We used this assay to assess the toxicity of groundwater in private water wells located in the Barnett Shale region. Glutaraldehyde and HCl were found to elicit rapid toxicological responses (4 h exposure) at concentrations well below those found in many drilling fluid recipes. P. lunula response to glutaraldehyde was also found to be more sensitive and more rapid than equivalent observations previously recorded with Daphnia magna (EC50 value of 18.0 mg/L after a 48-h exposure) and Pimephales promelas (LC50 value of 22 mg/L after a 96-h exposure; http://www.pesticideinfo.org/). While P. lunula exhibits tolerance for heavy metals, the observed responses to these ions are more sensitive than that of other bioassay test species. For arsenic, Procambarus clarkii, Aplexa hypnorum, and Morone saxatilis each exhibit LC50 values orders of magnitude greater than that of P. lunula (1019, 24.5, and 30.0 mg/L, resp.; http://www.pesticideinfo.org/). Common assays using P. promelas, D. magna, and Vibrio fischeri exhibit similar sensitivities to arsenic when compared to P. lunula (EC50 values of 2.81, 4.30, and 1.52 mg/L, resp.) but require at least 96 h of exposure to quantify a response (http://www.pesticideinfo.org/).

There are some potential issues to consider when using P. lunula to assess toxicity.
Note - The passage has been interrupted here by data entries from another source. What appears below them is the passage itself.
PR #671, opened 2019-05-23
Fix incorrect ElementalArea.OwnerClassName on save

bcairns:
OwnerClassName in the ElementalArea table can become incorrect in certain scenarios*, and there is currently no way to fix this short of manually editing the database.  An incorrect OwnerClassName breaks the behaviour of BaseElement->getPage(), which breaks all kinds of other things in BaseElement that depend on it.

For example BaseElement->canView() will always return false.  I suspect a lot of people are working around this issue by putting canView{ return true } in all their block types.  That's what we were doing until I decided to really dig into the root cause of why BaseElement->canView() was failing.

This change modifies ElementalAreasExtension->ensureElementalAreasExist(), to verify that the OwnerClassName is correct, and re-saves it with the correct value if it is wrong.

*For example, apply ElementalPageExtension to Page, create a Page, then switch ElementalPageExtension to OtherPage, and switch your created page type to OtherPage.  The OwnerClassName in the DB will still be "Page" and there is no way to fix this currently.

### DIFF
--- a/src/Extensions/ElementalAreasExtension.php
+++ b/src/Extensions/ElementalAreasExtension.php
@@ -257,6 +257,13 @@ class ElementalAreasExtension extends DataExtension
                 $area->OwnerClassName = get_class($this->owner);
                 $area->write();
                 $this->owner->$areaID = $area->ID;
+            }else{
+                // ensure correct OwnerClassName
+                $area = ElementalArea::get_by_id($this->owner->$areaID);
+                if( $area->OwnerClassName !== get_class($this->owner) ){
+                    $area->OwnerClassName = get_class($this->owner);
+                    $area->write();
+                }
             }
         }
         return $this->owner;


ScopeyNZ:
Thanks for the patch @bcairns! There'll be a bunch of linting issues - you can probably run `phpcbf` across your code to clear that up.

src/Extensions/ElementalAreasExtension.php
```diff
@@ -257,6 +257,13 @@ public function ensureElementalAreasExist($elementalAreaRelations)
                 $area->OwnerClassName = get_class($this->owner);
                 $area->write();
                 $this->owner->$areaID = $area->ID;
+            }else{
+                // ensure correct OwnerClassName
+                $area = ElementalArea::get_by_id($this->owner->$areaID);
+                if( $area->OwnerClassName !== get_class($this->owner) ){
+                    $area->OwnerClassName = get_class($this->owner);
+                    $area->write();
+                }
```
ScopeyNZ: I think this doesn't really make sense in the context of `ensureElementalAreasExist`. We can't rename the method (which i'd prefer) but we can make a new method. Would you mind doing that?

michalkleiner:
@bcairns would you have time to finalise this? It's nearly there!

ScopeyNZ:
Thanks for the reminder @michalkleiner . We spoke on Slack and I offered to finalise this PR. I haven't had a chance to get around to it yet though.

lbradley-mm:
I've created a new PR from the latest **4** branch
I've done the code in outside of `::ensureElementalAreasExist()` as suggested

Cheddam:
#816 has been merged, so closing this one out.

PR #680, opened 2019-06-14
FIX Upgrade vulnerable dev dependencies

Cheddam:
Ensures `handlebars`, `fstream` and `js-yaml` are up to date.

### DIFF
--- a/.travis.yml
+++ b/.travis.yml
@@ -35,6 +35,7 @@ before_script:
   # Init PHP
   - phpenv rehash
   - phpenv config-rm xdebug.ini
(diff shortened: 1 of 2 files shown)


robbieaverill:
Fancy merging the branches up, then rebasing this? It will have conflicts with #679. You may also want to add something like `  - echo 'memory_limit = 2G' >> ~/.phpenv/versions/$(phpenv version-name)/etc/conf.d/travis.ini` to the `before_script` section of .travis.yml to fix the builds, somewhere before `composer install` is run

Cheddam:
@robbieaverill All merged up! Looks like Yarn's lockfile structure is working its magic - there's no conflicts 👍

Issue #347, opened 2018-08-23
RFC: Restructure data models to use more default relationship handling


robbieaverill:
I've had a quick look through the data model relationships in this module.

ElementalArea defines `OwnerClassName` and handles its value internally. This should really be at polymorphic has one relationship.

This is presumably so that things other than pages can have Elemental applied to them, for example if a dev was using DataObjects as pages and not using the CMS.

The owner (page etc) should also have the ability to define extra has_one ElementalAreas to add new areas.

The way I see it is:

```
- Page (or other)
  - has_one "ElementalArea" (default)
    - has_one "Owner" (inverse relationship - polymorphic)
    - has_many "Elements"

- BaseElement
  - has_one "Parent" ElementalArea
```

The API should support us accessing:

* the page from the element (via the elemental area or parent elements) e.g. `$page = $element->getPage()` (pre-existing API)
* the page from the elemental area e.g. `$page = $elementalArea->getPage()` (currently is called getOwnerPage, polymorphic relationship would make it `Owner()`)
* the elemental area from the page e.g. `$page->ElementalArea()`
* the elements fro the page (via elemental area) e.g. `$elements = $page->ElementalArea()->Elements()`

Also the terminology - in some places we refer to "Owner" and others we refer to "Page". These should be standardised to "Owner" (wary of potential Extension conflicts with extending this code though). Another option `Container()`.

I guess my RFC is to remove the custom Owner handling in ElementalArea and make it a polymorphic has one. This should be reasonably backwards compatible, but we also have the opportunity right now to make breaking changes in master for elemental 4.x.

robbieaverill:
Basically, there is a fair amount of technical debt and responsibility in methods such as `ElementalArea::getOwnerPage()` that could be alleviated by using out of the box ORM relationships in this instance

ScopeyNZ:
Huge 👍 from me. I think this is a great time to essentially _fix_ this.

NightJar:
More core; more default; more betterer 👍

chillu:
Yep, we should use core features where available. The `owner` terminology is also used for `DataExtension`, so if you're using an extension on a block, you'll end up with `$this->getOwner()->getOwner()`, which is a bit weird. But that can be make clearer through `$block = $this->getOwner(); $page = $block->getOwner();` so I'm not too concerned.

Does this have performance implications? If so, I'd consider this `impact/high` in terms of prioritisation.

robbieaverill:
[...]

PR #685, opened 2019-06-28
FIX Allow direct access to set page cache for performance fixes

ScopeyNZ:
Pushing the boundaries of "patch" for this "fix". At the moment without #347 there's some relatively inefficient relation querying going on. In custom code that creates lists of blocks we can often set the page ahead of time as we know it. This type of code is a performance fix that this patch enables. Hopefully that's enough :sweat_smile:

### DIFF
--- a/src/Models/BaseElement.php
+++ b/src/Models/BaseElement.php
@@ -491,6 +491,16 @@ class BaseElement extends DataObject
     }
 
     /**
+     * Set the page in this elements internal cache. This should be used with caution.
+     *
+     * @param DataObject $page
+     */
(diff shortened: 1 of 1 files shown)


src/Models/BaseElement.php
```diff
@@ -490,6 +490,16 @@ public function getPage()
         return null;
     }
 
+    /**
+     * Set the page in this elements internal cache. This should be used with caution.
+     *
+     * @param SiteTree $page
+     */
+    public function setCachePage(SiteTree $page)
```
robbieaverill: Does it have to be a SiteTree?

For example, the addition of salt to freshwater samples to simulate a marine environment could influence the speciation and bioavailability of contaminants, so future studies should address how salinity affects the assay. We were also unable to obtain whole hydraulic fracturing fluid samples, and it is possible that matrix interactions in whole stimulation fluid could also influence toxicity results. Additionally, aquifer dilution could lead to low concentrations of contaminants during a contamination event, which could limit the detection ability of the assay. However, natural gas extraction in some regions requires shale acidization with high concentrations of acids [6], and this assay would be useful in detecting acid contamination.

These data show that the QwikLite algal bioluminescence test is rapid, cost-efficient, and sensitive to some compounds commonly associated with hydraulic fracturing. QwikLite may best be utilized as a preliminary screening and risk assessment tool, followed by a larger suite of focused analytical chemistry analyses if initial results indicate potential contamination. The QwikLite assay provides a response in as little as 4 hours, which also makes it desirable for rapidly assessing putative groundwater contamination events that could have political, legal, and human health consequences.

Ethical Approval

All experiments in this study were conducted in accordance with the laws of the United States of America.

Disclaimer

This work is not a product of the United States Government or the United States Environmental Protection Agency, and the authors did not do this work in any governmental capacity. The views expressed are those of the authors only and do not necessarily represent those of the United States or the United States Environmental Protection Agency.

Conflict of Interests

Alexandra Osorio and Bryan Bjorndal are employees of Assure Controls Inc. This company holds the exclusive commercial rights to the QwikLite 200 Biosensor System. QwikLite is the registered trademark of the US Government and exclusively licensed to Assure Controls Inc. No authors were financially compensated for this work, but Assure Controls Inc. did provide QwikLite testing materials free of charge under their scientific advocacy program.

Authors’ Contribution

Zacariah L. Hildenbrand, Alexandra Osorio, and Doug D. Carlton Jr. contributed equally to this work.

Acknowledgments

The authors wish to thank Guido Verbeck at the University of North Texas for help with ICP-MS analyses. The authors also wish to thank Assure Controls Inc. for providing QwikLite testing materials and technical support. Most importantly, the authors would like to thank the participating well owners for their invaluable contribution to this research.